PR #352, opened 2020-11-27
further steps to increase code readability

IndrajeetPatil:


R/factor_analysis.R
```diff
@@ -19,27 +20,40 @@
 #'   efa <- factor_analysis(mtcars[, 1:5], n = 2)
 #'   summary(efa)
 #'   predict(efa)
-#' \donttest{
```
strengejacke, line 22: Why did the tool change the examples here? This doesn't increase credibility of that tool. ;-)

R/cluster_analysis.R
```diff
@@ -60,9 +60,28 @@
 #' }
 #' @importFrom stats dist na.omit hclust kmeans cutree complete.cases
 #' @export
-cluster_analysis <- function(x, n_clusters = NULL, method = c("hclust", "kmeans"),
-                             distance = c("euclidean", "maximum", "manhattan", "canberra", "binary", "minkowski"),
-                             agglomeration = c("ward", "ward.D", "ward.D2", "single", "complete", "average", "mcquitty", "median", "centroid"),
+cluster_analysis <- function(x,
+                             n_clusters = NULL,
```
strengejacke, line 64: I would rather start the line earlier (at position 2 or so) instead of so many line-breaks, because too much vertical scrolling isn't so much better than horizontally scrolling, imho.

R/model_parameters.psych.R
```diff
@@ -27,11 +28,11 @@
 #'
 #'   principal_components(attitude, n = 3, sort = TRUE, threshold = 0.2)
 #'
-#' \donttest{
+#'
 #'   # Exploratory Factor Analysis (EFA) ---------
 #'   efa <- psych::fa(attitude, nfactors = 3)
 #'   model_parameters(efa, threshold = "max", sort = TRUE, labels = as.character(1:ncol(attitude)))
-#' }
```
strengejacke, line 34: Same here.

R/model_parameters.psych.R
```diff
@@ -41,16 +42,14 @@
 #' }
 #'
 #' # FactoMineR ---------
-#' \dontrun{
```
strengejacke, line 44: Are examples not run when they're wrapped in `donttest{}`? Else, this should be reverted.

R/n_factors.R
```diff
@@ -44,200 +44,219 @@
...
+      cor <- stats::cor(x, use = "pairwise.complete.obs")
+    }
+    eigen_values <- eigen(cor)$values
+
+
+    # Initialize dataframe
+    out <- data.frame()
+
+    # nFactors -------------------------------------------
+    if ("nFactors" %in% c(package)) {
```
strengejacke, line 74: We could remove the `c()` here.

= = = = =

### EXERCISE DIRECTIONS
Only a number belongs in the answer: the number of lines in the preceding data that hold "attitude".

### PROBLEM SOLUTION
3